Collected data
PR #276, opened 2024-08-19
Allow symlinks to test cases with other output validator flags and…

### LINKED ISSUE #244: Symlinks for reuse of input files with different output validator flags
https://github.com/Kattis/problemtools/blob/92dcbf3fab45ed4c13438511df98ec82fec512f9/problemtools/verifyproblem.py#L212C16-L212C16

Should the above not be a warning, rather than an error? I don't see why it would be an error.
Using symlinks is a nice way of reusing the input/answer files.
For example, you can use the same test cases in two different groups. In one of them validation is case insensitive and in the other a stricter case sensitive validation is applied.

Tagl:
..warn if output validators fails to compile. Closes #244 

Note this may be a breaking change for some problem based on discussion in issue.
However that problem is not being validated "correctly" since the output validator generally should behave differently with different arguments passed to it, rendering reuse impossible.

### DIFF
--- a/problemtools/verifyproblem.py
+++ b/problemtools/verifyproblem.py
@@ -183,8 +183,8 @@ class TestCase(ProblemAspect):
         self._problem = problem
         self.testcasegroup = testcasegroup
         self.reuse_result_from: TestCase|None = None
-        self.counter = len(problem.testcase_by_infile)
-        problem.testcase_by_infile[self.infile] = self
+        self.counter = len(problem.testcase_by_input)
+        problem.testcase_by_input[(self.infile, self.testcasegroup.config['output_validator_flags'])] = self
 
     def check_newlines(self, filename: str) -> None:
         with open(filename, 'rb') as f:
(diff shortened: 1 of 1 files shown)


problemtools/verifyproblem.py
```diff
@@ -264,12 +264,9 @@ def _check_symlinks(self) -> bool:
         if ans_target != f'{in_target[:-3]}.ans':
             self.error(f"Symbolic link '{nicepath}' must have a corresponding link for answer file")
             return False
-        if self.reuse_result_from is None:
+        if not nicepath.startswith('data'):
```
simonlindholm, line 267: Isn't the previous check more accurate?

problemtools/verifyproblem.py
```diff
@@ -1687,6 +1686,8 @@ def validate(self, testcase: TestCase, submission_output: str) -> SubmissionResu
                 shutil.rmtree(validator_output)
                 if res.verdict != 'AC':
                     return res
+            else:
+                self.warning(f"Compilation failed for {val.name}: {compile_res[1]}")
```
simonlindholm, line 1690: Won't this result in a lot of warning spam (one log line per submission per test case)? IIRC we already give an error in an earlier phase.

Tagl: I had an error and got no information before adding this. It was very confusing.
I will double check though.

problemtools/verifyproblem.py
Tagl: How so?

simonlindholm: Sorry for late reply, but:
- this covers e.g. `data2` too
- `nicepath` is the path prior to symlink resolution

problemtools/verifyproblem.py
gkreitz: I've fixed this in a less spammy way in #319

gkreitz:
I've reworked the handling of testcase reuse completely in #411. Symlinks now have no special treatment - we determine when we can safely reuse results and do so when test cases are identical. Symlinks are now allow between non-identical test cases (e.g., to save space). Closing this PR, as I feel like the approach in #411 is a better long-term fix.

- What you need to do -
Provide a faithful, complete copy of the entries above.

- Task response -
PR #276, opened 2024-08-19
Allow symlinks to test cases with other output validator flags and…

### LINKED ISSUE #244: Symlinks for reuse of input files with different output validator flags
https://github.com/Kattis/problemtools/blob/92dcbf3fab45ed4c13438511df98ec82fec512f9/problemtools/verifyproblem.py#L212C16-L212C16

Should the above not be a warning, rather than an error? I don't see why it would be an error.
Using symlinks is a nice way of reusing the input/answer files.
For example, you can use the same test cases in two different groups. In one of them validation is case insensitive and in the other a stricter case sensitive validation is applied.

Tagl:
..warn if output validators fails to compile. Closes #244 

Note this may be a breaking change for some problem based on discussion in issue.
However that problem is not being validated "correctly" since the output validator generally should behave differently with different arguments passed to it, rendering reuse impossible.

### DIFF
--- a/problemtools/verifyproblem.py
+++ b/problemtools/verifyproblem.py
@@ -183,8 +183,8 @@ class TestCase(ProblemAspect):
         self._problem = problem
         self.testcasegroup = testcasegroup
         self.reuse_result_from: TestCase|None = None
-        self.counter = len(problem.testcase_by_infile)
-        problem.testcase_by_infile[self.infile] = self
+        self.counter = len(problem.testcase_by_input)
+        problem.testcase_by_input[(self.infile, self.testcasegroup.config['output_validator_flags'])] = self
 
     def check_newlines(self, filename: str) -> None:
         with open(filename, 'rb') as f:
(diff shortened: 1 of 1 files shown)


problemtools/verifyproblem.py
```diff
@@ -264,12 +264,9 @@ def _check_symlinks(self) -> bool:
         if ans_target != f'{in_target[:-3]}.ans':
             self.error(f"Symbolic link '{nicepath}' must have a corresponding link for answer file")
             return False
-        if self.reuse_result_from is None:
+        if not nicepath.startswith('data'):
```
simonlindholm, line 267: Isn't the previous check more accurate?

problemtools/verifyproblem.py
```diff
@@ -1687,6 +1686,8 @@ def validate(self, testcase: TestCase, submission_output: str) -> SubmissionResu
                 shutil.rmtree(validator_output)
                 if res.verdict != 'AC':
                     return res
+            else:
+                self.warning(f"Compilation failed for {val.name}: {compile_res[1]}")
```
simonlindholm, line 1690: Won't this result in a lot of warning spam (one log line per submission per test case)? IIRC we already give an error in an earlier phase.

Tagl: I had an error and got no information before adding this. It was very confusing.
I will double check though.

problemtools/verifyproblem.py
Tagl: How so?

simonlindholm: Sorry for late reply, but:
- this covers e.g. `data2` too
- `nicepath` is the path prior to symlink resolution

problemtools/verifyproblem.py
gkreitz: I've fixed this in a less spammy way in #319

gkreitz:
I've reworked the handling of testcase reuse completely in #411. Symlinks now have no special treatment - we determine when we can safely reuse results and do so when test cases are identical. Symlinks are now allow between non-identical test cases (e.g., to save space). Closing this PR, as I feel like the approach in #411 is a better long-term fix.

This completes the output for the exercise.